━━━━━ Input data ━━━━━
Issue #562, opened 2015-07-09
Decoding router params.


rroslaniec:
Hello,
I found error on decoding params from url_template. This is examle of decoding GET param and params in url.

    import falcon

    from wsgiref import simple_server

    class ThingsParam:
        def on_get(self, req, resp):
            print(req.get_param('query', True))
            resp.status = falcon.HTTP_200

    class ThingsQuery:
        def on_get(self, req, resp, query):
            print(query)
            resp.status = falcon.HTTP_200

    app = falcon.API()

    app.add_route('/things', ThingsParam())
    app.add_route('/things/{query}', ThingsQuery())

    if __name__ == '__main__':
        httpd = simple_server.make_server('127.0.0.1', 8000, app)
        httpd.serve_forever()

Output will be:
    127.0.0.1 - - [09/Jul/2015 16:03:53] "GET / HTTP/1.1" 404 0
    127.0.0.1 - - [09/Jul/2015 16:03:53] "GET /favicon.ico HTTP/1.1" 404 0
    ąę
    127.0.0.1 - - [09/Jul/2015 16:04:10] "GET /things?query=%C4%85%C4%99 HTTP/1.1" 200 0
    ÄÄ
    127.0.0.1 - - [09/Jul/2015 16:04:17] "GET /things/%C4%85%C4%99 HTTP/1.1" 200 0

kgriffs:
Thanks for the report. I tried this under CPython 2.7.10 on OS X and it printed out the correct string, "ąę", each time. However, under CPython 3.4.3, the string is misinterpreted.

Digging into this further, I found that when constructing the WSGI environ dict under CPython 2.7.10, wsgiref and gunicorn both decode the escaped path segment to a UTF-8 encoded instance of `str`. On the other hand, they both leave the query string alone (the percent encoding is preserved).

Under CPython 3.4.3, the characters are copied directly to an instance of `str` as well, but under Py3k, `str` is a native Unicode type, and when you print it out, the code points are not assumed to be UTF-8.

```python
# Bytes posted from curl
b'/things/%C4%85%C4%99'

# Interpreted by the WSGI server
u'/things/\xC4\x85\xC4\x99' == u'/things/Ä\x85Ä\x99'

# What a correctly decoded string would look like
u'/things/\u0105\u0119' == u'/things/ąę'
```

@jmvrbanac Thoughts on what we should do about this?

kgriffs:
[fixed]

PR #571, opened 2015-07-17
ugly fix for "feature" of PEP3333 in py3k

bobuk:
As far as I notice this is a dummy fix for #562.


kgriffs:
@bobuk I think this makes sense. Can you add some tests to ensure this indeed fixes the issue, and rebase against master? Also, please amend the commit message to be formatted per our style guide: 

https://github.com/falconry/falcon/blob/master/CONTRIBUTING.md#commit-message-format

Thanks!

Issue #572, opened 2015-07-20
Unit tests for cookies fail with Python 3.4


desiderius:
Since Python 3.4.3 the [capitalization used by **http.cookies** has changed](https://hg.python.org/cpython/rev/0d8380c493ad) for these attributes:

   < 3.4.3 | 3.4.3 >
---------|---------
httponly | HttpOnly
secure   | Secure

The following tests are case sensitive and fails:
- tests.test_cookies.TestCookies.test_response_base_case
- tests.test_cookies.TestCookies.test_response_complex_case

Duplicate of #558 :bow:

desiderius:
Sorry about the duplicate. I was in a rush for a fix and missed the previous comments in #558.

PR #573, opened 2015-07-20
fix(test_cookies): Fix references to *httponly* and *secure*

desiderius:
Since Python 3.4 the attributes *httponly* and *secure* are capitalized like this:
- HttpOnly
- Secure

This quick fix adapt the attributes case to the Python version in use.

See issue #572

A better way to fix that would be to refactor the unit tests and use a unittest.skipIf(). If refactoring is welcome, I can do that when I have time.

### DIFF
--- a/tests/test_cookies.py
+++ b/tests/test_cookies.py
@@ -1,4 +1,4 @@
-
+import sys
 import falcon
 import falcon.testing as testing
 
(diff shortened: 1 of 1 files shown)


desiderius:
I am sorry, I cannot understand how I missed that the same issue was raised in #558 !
━━━━━
━━━━━ Input data ━━━━━
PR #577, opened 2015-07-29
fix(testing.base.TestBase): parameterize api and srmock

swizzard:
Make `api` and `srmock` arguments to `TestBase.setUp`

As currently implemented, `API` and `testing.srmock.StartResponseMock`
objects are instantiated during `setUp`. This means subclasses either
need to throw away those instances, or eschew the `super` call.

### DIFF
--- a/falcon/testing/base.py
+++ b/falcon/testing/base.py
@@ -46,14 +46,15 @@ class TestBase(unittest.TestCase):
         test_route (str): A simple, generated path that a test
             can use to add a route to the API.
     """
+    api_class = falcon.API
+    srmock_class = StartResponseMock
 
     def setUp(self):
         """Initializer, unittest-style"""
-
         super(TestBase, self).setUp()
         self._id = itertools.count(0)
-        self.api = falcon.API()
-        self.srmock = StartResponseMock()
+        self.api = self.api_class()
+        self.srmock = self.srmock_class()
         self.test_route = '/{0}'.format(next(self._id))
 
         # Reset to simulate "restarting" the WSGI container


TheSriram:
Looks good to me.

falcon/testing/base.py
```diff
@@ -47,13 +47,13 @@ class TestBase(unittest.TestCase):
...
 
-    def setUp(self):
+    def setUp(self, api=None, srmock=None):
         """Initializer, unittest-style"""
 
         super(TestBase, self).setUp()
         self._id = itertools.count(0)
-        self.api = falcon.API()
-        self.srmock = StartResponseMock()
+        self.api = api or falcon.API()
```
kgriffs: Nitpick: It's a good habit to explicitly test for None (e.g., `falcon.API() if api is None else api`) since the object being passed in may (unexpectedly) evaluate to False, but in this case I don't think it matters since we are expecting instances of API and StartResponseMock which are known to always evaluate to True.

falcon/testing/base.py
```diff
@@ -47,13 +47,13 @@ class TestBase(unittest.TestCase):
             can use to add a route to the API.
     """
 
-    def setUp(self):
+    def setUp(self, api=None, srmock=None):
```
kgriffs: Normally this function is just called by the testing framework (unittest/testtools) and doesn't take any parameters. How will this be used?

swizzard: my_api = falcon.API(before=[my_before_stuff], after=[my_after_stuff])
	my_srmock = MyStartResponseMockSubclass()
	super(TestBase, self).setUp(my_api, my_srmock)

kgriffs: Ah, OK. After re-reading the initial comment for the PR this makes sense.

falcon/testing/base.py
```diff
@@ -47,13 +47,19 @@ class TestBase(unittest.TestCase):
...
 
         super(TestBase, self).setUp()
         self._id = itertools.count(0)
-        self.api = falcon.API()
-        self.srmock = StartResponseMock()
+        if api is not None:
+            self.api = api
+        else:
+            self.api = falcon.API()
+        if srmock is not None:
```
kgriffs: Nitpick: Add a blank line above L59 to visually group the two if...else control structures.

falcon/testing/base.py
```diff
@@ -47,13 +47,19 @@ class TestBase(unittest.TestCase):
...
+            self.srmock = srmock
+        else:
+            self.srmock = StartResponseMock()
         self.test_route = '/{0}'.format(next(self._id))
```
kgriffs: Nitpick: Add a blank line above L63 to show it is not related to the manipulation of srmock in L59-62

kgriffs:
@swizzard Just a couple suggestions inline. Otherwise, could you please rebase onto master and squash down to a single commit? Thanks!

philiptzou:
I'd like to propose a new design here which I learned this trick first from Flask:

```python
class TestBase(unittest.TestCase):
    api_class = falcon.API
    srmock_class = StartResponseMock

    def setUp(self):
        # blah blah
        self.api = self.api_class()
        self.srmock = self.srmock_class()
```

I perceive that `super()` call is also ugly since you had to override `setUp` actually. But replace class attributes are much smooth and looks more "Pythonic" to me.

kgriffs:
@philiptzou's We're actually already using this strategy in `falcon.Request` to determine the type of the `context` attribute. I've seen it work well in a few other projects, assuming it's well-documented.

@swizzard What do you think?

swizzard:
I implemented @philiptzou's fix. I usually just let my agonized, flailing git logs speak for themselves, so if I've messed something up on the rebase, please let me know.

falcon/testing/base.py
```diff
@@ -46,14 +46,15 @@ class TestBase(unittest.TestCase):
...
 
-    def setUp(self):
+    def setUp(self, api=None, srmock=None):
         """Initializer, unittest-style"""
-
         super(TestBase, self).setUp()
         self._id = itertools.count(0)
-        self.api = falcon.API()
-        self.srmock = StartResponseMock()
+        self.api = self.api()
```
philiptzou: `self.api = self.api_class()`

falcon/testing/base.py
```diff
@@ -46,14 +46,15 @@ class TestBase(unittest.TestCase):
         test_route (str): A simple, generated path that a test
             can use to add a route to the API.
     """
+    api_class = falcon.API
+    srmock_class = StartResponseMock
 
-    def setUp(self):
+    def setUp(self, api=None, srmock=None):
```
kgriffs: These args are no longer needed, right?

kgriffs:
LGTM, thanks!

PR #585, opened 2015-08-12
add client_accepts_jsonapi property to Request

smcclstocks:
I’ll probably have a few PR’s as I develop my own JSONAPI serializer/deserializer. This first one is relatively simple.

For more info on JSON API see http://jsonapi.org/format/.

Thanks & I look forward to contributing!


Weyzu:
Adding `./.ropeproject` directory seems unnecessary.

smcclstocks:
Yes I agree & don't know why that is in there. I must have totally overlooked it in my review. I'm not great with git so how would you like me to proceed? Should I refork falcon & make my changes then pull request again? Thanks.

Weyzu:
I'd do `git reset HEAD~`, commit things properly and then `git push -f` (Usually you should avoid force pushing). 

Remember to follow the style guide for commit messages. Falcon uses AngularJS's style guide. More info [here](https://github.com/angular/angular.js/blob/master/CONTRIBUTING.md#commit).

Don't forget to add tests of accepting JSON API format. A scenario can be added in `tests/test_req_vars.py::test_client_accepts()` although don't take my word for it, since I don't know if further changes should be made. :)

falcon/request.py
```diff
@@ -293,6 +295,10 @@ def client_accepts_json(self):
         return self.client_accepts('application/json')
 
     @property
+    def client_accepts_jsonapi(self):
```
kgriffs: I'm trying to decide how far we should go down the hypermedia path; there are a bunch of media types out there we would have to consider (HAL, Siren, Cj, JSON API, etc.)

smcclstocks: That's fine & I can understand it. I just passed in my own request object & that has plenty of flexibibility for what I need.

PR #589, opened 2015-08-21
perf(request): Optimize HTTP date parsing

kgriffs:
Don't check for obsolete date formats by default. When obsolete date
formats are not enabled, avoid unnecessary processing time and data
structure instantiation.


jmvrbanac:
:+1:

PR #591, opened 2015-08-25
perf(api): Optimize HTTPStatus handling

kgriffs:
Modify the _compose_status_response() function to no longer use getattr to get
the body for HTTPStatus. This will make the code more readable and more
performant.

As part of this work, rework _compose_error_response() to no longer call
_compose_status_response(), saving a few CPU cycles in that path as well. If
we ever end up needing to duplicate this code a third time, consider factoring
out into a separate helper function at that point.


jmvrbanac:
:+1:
━━━━━
#### Aim of the exercise
Read through the data above. Report each line that has the word "httpd".

#### Expected answer
        httpd = simple_server.make_server('127.0.0.1', 8000, app)
        httpd.serve_forever()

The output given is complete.